== Segment start ==

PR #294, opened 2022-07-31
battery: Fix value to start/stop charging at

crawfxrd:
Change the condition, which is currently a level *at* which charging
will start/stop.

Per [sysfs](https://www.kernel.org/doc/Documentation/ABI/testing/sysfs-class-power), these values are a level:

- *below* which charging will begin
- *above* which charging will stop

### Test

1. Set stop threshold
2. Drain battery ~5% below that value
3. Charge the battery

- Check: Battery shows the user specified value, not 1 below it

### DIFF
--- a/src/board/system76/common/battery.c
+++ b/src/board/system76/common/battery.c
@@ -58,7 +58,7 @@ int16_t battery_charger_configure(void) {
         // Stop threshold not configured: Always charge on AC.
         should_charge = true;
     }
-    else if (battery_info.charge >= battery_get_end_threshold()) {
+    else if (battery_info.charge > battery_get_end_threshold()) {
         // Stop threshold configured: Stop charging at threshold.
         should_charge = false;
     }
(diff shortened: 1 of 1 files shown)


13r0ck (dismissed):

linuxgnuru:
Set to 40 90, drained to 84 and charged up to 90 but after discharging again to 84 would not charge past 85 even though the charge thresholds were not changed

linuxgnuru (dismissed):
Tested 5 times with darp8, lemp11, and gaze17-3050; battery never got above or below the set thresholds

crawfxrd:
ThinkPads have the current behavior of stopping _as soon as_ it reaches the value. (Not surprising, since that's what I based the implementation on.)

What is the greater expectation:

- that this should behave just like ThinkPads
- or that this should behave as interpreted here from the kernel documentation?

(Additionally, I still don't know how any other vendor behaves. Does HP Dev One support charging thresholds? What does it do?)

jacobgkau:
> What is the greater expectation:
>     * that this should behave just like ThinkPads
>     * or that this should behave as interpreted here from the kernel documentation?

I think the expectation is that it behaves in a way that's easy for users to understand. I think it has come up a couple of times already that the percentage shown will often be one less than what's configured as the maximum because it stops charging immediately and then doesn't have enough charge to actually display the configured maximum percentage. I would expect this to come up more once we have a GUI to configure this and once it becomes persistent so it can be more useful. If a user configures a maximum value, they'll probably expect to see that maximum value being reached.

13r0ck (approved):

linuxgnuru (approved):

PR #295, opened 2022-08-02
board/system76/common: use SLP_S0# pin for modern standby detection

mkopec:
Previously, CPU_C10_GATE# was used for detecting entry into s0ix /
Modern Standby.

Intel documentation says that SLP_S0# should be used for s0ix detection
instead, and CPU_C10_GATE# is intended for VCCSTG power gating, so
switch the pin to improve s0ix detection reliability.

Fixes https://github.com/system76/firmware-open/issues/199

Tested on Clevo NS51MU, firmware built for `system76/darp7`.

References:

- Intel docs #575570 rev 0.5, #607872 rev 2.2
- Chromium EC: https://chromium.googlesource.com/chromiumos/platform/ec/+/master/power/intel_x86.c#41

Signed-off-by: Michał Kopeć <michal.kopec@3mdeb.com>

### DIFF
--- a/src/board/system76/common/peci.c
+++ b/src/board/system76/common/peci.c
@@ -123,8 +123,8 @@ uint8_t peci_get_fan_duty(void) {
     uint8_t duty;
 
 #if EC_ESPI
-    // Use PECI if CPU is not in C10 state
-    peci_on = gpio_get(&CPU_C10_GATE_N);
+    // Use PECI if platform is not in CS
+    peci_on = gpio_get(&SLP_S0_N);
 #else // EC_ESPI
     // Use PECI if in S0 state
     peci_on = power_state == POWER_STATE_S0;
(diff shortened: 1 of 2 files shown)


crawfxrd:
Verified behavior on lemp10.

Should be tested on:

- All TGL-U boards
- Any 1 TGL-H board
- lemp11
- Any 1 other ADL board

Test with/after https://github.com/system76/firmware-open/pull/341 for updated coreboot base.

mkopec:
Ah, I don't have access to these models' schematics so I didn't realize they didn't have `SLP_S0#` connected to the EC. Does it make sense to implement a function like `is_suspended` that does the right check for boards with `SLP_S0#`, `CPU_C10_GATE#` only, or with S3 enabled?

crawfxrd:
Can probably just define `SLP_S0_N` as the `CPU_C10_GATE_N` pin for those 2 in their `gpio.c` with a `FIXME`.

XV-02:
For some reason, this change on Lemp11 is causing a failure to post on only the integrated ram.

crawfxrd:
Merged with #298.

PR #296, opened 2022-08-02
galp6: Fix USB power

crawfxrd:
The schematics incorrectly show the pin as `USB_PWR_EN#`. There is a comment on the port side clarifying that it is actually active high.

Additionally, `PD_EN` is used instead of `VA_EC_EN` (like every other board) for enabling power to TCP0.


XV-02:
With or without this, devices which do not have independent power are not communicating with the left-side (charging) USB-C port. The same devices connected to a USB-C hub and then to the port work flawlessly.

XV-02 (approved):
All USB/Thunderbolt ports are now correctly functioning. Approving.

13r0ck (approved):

== Segment end ==
== Segment start ==

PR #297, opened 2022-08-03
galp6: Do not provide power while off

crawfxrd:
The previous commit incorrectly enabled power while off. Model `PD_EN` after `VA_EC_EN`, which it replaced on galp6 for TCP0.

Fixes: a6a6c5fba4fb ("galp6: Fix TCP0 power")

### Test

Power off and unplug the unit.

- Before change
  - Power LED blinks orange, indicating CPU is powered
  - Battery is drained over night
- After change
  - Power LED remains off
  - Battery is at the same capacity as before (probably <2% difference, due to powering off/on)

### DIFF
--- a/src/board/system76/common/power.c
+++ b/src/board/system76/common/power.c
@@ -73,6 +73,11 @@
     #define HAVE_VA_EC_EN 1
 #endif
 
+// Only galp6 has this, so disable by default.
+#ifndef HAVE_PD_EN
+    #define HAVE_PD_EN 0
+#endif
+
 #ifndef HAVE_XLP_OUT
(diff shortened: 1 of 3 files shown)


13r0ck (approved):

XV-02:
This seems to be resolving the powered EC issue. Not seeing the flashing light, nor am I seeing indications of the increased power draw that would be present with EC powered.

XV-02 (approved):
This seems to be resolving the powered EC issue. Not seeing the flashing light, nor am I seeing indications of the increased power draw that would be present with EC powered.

== Segment end ==
== Segment start ==

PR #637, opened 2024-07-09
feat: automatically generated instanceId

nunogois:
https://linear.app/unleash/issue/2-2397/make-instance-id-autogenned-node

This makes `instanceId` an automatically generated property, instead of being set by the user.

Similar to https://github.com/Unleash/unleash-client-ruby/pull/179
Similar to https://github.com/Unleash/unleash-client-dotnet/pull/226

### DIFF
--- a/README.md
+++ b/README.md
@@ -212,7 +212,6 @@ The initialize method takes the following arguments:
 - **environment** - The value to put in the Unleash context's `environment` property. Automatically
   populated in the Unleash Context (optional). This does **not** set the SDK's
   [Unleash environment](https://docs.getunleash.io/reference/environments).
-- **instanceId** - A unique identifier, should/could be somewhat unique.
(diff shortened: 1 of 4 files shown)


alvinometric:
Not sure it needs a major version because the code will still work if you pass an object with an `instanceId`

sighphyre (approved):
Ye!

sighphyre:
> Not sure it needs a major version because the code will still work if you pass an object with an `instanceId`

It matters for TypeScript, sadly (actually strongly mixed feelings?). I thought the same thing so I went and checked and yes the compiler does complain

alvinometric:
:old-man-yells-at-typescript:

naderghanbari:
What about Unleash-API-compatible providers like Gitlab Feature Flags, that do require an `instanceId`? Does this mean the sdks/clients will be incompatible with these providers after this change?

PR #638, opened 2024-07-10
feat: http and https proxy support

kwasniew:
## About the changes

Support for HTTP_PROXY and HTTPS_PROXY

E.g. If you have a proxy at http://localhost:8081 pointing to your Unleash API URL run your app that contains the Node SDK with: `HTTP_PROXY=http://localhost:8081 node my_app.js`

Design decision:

== Segment end ==

▶ [WHAT YOU ARE ASKED TO DO]: Which lines of the listing contain the word "github"? Copy each of them.

▶ [RESULT OF THE TASK]:
Fixes https://github.com/system76/firmware-open/issues/199
Test with/after https://github.com/system76/firmware-open/pull/341 for updated coreboot base.
Similar to https://github.com/Unleash/unleash-client-ruby/pull/179
Similar to https://github.com/Unleash/unleash-client-dotnet/pull/226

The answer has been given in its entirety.